_Supplied data_.
=== Section Start ===
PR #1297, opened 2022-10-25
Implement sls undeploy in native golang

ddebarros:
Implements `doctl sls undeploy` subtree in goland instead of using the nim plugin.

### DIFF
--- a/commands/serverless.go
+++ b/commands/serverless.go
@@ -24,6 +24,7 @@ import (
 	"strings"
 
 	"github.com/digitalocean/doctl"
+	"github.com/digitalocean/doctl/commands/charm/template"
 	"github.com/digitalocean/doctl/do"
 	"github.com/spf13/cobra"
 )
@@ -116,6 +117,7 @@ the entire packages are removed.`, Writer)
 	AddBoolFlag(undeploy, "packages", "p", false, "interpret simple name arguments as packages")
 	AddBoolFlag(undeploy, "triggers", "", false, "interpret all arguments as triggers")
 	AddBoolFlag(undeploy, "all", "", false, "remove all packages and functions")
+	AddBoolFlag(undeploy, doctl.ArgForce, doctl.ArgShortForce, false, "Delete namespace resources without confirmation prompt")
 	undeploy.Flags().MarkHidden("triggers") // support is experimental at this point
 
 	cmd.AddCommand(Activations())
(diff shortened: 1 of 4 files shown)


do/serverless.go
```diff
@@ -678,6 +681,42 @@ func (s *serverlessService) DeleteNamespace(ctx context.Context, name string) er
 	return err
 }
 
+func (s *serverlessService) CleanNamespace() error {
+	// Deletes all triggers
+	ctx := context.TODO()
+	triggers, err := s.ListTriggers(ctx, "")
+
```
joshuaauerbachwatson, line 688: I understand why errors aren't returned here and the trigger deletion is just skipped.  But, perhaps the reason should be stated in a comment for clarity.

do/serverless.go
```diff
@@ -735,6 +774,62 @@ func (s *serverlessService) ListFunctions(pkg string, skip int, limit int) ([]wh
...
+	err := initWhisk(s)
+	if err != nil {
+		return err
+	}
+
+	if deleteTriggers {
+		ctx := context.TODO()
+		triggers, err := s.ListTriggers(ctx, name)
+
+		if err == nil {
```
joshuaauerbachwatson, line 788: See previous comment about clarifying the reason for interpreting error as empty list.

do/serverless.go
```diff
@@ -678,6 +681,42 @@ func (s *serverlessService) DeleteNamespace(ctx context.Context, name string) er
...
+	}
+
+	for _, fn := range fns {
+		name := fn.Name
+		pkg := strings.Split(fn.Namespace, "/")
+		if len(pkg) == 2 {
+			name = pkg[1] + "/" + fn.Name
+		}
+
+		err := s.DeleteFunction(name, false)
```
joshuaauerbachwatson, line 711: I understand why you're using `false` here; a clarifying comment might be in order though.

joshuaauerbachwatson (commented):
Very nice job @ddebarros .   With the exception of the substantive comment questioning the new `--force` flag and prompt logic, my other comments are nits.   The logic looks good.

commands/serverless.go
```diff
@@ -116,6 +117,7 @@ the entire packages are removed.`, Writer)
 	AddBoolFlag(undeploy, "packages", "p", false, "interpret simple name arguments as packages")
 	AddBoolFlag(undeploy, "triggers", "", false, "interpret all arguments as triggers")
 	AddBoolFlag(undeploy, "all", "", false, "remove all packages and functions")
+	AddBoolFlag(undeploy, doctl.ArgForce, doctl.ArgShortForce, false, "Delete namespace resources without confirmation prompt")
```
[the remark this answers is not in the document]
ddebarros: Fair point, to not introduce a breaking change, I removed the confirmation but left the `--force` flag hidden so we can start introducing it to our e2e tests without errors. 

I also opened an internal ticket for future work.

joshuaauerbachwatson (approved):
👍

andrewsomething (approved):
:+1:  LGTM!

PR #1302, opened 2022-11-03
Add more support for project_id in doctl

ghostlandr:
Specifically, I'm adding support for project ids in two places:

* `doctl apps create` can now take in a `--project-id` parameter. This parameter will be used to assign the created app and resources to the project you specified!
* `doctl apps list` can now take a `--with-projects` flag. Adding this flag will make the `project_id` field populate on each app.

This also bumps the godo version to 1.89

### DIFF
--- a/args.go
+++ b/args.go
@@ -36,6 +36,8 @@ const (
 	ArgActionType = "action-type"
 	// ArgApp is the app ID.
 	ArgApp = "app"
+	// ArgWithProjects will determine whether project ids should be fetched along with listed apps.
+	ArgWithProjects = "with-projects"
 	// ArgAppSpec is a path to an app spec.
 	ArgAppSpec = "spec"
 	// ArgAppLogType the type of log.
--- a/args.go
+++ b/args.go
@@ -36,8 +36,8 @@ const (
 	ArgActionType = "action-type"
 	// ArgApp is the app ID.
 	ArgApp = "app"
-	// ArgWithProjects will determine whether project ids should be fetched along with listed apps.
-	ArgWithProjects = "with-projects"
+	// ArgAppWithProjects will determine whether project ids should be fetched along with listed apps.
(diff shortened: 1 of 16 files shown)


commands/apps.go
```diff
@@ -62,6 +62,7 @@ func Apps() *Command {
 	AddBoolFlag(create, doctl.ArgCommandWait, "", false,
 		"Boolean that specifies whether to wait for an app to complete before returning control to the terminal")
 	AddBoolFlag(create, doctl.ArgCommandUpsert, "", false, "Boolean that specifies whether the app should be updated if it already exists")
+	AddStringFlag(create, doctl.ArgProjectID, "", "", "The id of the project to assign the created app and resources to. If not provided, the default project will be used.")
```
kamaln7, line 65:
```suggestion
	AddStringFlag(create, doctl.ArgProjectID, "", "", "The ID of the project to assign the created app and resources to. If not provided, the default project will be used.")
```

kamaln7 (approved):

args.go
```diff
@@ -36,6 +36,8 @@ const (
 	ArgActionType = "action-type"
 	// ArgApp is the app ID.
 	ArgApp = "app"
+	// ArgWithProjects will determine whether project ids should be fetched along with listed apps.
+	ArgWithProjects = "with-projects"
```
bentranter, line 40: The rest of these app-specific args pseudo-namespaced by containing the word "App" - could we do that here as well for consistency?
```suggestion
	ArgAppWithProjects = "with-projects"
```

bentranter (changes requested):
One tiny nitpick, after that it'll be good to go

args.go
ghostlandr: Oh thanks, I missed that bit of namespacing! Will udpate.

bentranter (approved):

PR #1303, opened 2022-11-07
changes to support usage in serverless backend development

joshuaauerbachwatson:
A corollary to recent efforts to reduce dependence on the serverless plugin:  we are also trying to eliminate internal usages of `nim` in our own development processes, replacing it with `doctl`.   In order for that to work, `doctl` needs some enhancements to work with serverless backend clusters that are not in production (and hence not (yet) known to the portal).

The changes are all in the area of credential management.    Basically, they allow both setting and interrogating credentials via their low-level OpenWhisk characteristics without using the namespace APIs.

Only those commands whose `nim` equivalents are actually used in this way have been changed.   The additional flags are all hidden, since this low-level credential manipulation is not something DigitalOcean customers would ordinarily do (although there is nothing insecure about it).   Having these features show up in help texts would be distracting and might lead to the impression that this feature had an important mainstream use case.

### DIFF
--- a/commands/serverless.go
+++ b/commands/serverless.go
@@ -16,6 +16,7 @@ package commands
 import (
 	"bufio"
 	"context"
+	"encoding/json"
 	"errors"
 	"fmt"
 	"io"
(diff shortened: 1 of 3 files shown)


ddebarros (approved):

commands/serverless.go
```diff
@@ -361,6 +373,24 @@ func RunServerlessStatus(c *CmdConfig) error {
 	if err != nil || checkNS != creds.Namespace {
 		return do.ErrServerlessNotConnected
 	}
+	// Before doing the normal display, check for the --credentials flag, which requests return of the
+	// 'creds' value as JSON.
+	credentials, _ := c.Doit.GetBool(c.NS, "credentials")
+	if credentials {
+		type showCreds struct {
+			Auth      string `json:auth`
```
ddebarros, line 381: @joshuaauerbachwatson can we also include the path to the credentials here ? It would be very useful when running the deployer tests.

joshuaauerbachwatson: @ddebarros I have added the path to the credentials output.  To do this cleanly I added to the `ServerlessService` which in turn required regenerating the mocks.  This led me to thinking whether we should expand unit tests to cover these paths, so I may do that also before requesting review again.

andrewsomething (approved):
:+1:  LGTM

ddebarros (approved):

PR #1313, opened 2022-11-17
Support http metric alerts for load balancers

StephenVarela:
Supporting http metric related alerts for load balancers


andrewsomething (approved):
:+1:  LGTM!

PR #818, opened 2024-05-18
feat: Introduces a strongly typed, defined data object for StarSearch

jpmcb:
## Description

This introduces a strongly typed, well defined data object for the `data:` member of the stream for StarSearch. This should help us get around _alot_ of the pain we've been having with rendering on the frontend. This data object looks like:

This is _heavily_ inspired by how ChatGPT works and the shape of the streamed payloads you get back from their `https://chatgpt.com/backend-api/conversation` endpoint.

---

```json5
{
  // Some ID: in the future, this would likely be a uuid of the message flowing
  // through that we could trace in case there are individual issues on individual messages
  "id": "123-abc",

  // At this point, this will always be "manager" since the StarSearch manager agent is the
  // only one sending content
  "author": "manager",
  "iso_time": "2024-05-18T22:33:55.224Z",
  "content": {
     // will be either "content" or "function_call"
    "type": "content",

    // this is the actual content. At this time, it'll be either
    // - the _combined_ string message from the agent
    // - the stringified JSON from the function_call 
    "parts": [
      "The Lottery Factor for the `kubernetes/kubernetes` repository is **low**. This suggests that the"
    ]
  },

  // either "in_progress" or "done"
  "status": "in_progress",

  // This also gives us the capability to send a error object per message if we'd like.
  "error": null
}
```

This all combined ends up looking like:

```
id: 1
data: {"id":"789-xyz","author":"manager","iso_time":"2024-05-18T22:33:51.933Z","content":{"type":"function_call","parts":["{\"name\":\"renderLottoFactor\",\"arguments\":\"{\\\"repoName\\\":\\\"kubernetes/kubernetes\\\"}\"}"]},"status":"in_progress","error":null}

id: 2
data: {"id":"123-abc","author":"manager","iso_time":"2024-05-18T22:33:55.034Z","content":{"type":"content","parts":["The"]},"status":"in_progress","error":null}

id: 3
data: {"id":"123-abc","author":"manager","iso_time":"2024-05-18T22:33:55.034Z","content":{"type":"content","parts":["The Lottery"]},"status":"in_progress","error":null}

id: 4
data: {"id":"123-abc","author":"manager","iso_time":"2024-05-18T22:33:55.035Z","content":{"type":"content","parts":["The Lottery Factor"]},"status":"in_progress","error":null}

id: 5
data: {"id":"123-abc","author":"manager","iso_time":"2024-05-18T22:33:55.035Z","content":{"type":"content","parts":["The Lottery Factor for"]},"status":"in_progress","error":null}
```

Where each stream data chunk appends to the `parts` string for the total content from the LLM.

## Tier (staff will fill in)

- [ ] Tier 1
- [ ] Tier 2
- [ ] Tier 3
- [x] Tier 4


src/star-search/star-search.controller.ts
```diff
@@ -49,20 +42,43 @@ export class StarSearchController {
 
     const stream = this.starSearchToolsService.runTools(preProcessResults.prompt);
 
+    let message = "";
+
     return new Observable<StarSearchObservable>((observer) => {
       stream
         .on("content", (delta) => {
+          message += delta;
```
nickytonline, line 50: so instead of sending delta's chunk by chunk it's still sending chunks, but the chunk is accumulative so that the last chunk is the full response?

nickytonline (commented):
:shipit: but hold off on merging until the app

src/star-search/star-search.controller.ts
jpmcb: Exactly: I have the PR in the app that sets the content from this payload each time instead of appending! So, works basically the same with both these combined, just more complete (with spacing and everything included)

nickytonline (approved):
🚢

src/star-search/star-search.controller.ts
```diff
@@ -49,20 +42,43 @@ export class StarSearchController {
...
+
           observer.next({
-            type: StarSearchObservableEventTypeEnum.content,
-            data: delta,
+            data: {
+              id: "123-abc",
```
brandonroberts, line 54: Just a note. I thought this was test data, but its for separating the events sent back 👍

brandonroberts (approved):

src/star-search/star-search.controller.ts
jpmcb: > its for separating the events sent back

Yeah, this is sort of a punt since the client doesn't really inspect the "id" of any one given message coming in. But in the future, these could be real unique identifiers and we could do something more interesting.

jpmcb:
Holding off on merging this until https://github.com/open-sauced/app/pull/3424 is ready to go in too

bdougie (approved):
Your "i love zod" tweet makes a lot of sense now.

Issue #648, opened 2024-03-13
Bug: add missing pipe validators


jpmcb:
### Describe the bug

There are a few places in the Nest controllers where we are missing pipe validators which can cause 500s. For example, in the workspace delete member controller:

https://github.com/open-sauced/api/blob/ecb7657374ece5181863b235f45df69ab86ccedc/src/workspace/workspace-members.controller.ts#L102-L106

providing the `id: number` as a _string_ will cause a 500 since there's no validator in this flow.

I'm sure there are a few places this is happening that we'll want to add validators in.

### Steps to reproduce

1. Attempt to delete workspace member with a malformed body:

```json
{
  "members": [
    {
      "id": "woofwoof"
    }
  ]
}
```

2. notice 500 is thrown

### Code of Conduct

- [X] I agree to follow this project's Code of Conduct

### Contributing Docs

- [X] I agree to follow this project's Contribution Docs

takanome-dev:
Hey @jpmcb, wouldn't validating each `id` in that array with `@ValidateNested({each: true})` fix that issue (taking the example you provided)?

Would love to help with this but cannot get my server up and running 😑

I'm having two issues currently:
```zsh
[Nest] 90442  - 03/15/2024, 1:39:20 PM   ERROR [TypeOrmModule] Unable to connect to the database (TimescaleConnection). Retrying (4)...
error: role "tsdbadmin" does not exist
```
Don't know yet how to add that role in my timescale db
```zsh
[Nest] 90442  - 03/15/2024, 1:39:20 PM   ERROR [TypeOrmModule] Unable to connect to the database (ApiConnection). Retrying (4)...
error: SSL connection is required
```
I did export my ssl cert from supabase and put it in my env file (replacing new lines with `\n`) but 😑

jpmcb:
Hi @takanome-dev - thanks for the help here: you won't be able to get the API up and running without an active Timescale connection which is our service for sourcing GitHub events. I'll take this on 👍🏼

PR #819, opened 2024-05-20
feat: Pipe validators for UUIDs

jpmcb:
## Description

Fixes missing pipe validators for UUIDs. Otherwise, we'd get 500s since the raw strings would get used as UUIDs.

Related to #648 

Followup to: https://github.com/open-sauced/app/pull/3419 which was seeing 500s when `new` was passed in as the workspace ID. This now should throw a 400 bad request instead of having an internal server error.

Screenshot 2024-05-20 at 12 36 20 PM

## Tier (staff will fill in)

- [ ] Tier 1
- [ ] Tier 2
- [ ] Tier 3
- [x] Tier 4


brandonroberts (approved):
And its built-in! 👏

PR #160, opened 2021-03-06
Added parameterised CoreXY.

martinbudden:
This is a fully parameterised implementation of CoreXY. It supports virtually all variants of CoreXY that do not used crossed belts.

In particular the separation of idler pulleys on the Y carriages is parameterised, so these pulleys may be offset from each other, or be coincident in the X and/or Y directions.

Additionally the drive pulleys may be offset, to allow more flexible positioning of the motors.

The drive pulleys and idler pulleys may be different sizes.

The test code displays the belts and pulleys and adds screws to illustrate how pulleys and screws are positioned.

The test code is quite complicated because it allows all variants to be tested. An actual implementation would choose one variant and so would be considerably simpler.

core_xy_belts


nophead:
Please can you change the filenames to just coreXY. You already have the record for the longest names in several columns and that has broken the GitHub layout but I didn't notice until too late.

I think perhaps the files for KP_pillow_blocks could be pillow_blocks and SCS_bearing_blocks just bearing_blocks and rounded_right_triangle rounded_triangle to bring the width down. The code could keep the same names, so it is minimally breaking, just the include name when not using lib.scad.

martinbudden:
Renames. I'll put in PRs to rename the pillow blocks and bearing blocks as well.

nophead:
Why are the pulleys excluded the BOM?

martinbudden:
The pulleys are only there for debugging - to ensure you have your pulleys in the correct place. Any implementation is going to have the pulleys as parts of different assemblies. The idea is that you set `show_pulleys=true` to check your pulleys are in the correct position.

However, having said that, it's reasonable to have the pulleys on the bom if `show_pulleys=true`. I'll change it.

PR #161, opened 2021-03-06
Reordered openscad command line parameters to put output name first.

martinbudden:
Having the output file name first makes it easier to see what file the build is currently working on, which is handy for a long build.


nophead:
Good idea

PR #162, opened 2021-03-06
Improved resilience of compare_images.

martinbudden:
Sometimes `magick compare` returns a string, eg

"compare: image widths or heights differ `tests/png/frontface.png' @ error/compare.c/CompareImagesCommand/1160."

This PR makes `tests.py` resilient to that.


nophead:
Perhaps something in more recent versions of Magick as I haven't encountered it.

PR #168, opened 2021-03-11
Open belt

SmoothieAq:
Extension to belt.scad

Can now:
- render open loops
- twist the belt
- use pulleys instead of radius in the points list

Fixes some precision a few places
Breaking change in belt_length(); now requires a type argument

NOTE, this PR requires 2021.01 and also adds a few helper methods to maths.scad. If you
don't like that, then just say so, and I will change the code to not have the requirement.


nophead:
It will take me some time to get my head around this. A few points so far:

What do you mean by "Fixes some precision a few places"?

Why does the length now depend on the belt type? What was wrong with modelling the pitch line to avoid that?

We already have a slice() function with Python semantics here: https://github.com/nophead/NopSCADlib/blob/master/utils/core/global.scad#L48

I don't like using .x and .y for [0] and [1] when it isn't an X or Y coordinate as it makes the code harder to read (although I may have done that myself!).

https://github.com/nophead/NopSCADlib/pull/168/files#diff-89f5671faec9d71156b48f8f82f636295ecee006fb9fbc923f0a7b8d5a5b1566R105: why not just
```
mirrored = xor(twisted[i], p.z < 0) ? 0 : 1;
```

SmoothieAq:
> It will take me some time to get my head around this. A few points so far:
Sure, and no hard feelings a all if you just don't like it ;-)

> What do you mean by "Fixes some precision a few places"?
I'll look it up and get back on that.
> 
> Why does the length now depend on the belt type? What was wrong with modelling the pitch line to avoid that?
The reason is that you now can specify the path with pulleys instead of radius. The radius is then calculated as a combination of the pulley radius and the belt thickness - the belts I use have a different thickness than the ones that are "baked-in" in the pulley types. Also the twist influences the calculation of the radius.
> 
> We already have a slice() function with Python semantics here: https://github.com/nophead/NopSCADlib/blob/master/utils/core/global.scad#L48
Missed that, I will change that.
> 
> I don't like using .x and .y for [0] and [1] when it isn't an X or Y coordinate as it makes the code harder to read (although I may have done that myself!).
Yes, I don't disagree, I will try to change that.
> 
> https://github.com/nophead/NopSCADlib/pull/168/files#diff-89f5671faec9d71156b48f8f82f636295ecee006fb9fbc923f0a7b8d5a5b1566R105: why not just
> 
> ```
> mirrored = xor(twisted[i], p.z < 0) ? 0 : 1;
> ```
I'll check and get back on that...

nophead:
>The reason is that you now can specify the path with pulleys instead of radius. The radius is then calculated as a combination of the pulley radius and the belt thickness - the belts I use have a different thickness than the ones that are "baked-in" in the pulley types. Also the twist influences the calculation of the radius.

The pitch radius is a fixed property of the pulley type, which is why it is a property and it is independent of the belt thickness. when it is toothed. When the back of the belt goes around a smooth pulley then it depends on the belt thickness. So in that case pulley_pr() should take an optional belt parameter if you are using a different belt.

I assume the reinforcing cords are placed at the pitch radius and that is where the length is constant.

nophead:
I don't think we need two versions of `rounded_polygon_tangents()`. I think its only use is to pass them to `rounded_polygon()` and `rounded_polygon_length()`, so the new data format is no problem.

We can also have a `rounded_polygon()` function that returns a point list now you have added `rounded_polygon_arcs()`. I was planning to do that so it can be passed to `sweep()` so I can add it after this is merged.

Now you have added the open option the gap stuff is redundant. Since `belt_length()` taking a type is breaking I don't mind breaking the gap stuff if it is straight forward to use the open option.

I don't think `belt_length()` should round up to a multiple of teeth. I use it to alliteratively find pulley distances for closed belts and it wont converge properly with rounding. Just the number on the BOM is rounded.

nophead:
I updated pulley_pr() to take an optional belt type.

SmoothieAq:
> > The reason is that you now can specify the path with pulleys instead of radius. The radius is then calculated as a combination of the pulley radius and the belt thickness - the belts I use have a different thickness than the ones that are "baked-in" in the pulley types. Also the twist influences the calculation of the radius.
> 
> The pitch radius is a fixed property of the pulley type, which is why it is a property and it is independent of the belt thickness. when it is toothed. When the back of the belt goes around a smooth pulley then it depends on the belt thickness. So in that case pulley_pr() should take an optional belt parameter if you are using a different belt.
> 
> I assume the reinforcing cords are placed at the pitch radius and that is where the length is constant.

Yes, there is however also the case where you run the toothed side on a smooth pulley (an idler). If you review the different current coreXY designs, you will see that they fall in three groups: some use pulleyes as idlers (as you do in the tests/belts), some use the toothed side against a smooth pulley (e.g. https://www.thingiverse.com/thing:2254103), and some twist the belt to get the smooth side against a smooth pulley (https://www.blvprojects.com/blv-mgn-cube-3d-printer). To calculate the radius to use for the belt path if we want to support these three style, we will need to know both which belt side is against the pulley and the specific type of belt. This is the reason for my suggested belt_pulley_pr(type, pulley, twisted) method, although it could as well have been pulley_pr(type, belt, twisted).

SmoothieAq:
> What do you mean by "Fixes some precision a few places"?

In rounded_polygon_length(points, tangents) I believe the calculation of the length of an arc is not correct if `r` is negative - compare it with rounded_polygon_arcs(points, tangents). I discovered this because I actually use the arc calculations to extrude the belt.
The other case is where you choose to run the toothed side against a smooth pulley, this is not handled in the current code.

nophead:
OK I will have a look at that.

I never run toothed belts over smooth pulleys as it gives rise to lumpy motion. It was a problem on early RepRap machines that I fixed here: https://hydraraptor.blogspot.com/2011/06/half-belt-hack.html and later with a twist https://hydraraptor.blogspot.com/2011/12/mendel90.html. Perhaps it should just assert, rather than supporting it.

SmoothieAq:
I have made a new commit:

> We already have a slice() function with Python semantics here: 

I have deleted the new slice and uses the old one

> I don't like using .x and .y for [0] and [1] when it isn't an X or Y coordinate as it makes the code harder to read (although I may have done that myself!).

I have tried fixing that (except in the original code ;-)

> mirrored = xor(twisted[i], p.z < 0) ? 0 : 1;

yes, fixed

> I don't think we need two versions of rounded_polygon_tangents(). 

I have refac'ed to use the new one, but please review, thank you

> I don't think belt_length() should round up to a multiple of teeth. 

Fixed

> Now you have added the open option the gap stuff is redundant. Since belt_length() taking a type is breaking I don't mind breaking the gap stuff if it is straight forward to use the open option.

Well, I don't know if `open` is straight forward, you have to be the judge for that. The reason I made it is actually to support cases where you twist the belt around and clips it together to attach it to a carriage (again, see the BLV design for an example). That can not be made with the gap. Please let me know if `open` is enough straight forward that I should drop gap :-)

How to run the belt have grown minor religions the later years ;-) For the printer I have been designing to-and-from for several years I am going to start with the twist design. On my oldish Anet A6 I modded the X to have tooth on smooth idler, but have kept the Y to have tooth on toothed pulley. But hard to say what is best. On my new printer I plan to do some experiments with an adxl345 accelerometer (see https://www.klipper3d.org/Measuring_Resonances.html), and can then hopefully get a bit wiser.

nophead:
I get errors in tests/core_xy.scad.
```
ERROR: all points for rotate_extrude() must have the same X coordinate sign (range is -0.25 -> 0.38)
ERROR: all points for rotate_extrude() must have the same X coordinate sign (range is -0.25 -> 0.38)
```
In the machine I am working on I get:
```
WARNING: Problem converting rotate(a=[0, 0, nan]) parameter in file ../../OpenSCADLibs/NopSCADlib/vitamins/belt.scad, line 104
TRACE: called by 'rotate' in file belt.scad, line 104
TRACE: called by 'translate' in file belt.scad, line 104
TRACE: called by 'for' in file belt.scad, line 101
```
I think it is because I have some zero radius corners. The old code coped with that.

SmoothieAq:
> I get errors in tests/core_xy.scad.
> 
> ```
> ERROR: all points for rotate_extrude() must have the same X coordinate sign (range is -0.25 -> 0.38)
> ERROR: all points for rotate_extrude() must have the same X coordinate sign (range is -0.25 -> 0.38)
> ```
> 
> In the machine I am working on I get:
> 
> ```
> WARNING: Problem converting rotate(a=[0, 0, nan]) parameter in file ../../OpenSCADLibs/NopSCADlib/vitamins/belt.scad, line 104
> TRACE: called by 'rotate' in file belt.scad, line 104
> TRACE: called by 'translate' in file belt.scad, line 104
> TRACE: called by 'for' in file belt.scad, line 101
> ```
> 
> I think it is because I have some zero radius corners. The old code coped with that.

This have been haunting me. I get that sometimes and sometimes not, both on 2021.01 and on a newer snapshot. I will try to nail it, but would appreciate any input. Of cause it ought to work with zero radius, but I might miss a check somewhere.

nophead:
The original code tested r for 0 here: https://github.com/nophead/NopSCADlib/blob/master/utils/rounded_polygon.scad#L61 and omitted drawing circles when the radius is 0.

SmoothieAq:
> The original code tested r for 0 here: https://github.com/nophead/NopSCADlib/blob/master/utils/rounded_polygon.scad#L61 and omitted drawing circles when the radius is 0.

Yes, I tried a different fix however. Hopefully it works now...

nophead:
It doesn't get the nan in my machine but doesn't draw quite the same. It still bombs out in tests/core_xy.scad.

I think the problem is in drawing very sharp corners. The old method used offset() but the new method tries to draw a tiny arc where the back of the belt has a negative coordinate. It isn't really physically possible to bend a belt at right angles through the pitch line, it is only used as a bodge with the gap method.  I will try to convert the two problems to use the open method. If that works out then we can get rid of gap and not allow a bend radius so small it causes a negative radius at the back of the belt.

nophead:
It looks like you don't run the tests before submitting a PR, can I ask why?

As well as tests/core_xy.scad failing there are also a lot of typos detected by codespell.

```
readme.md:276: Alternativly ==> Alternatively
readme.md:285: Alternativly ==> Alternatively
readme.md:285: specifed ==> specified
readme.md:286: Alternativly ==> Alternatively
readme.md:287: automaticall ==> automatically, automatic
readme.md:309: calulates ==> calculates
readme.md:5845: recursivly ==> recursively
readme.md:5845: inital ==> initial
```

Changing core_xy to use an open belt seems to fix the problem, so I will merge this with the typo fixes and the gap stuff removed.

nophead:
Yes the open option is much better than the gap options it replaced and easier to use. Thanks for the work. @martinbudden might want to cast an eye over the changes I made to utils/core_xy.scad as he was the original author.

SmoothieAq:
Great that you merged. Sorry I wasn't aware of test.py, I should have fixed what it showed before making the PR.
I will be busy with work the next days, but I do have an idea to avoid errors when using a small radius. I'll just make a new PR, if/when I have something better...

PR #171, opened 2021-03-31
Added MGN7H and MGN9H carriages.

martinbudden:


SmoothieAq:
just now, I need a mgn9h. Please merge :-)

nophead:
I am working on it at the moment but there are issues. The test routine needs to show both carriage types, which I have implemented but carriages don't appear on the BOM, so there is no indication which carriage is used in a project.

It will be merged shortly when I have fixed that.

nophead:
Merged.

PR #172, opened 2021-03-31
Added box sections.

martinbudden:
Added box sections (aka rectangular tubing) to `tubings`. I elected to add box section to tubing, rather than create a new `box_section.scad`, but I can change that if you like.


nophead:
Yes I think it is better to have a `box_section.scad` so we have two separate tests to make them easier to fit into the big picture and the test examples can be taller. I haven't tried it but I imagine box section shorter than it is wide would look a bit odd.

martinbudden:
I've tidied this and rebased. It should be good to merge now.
=== Section End ===
_Problem statement_. Since only part of the listing is wanted, copy exactly the lines from the one holding "- [X] I agree to follow this project's Contribution" to the one holding "Would love to", both included.

_Solution to the problem_.
- [X] I agree to follow this project's Contribution Docs

takanome-dev:
Hey @jpmcb, wouldn't validating each `id` in that array with `@ValidateNested({each: true})` fix that issue (taking the example you provided)?

Would love to help with this but cannot get my server up and running 😑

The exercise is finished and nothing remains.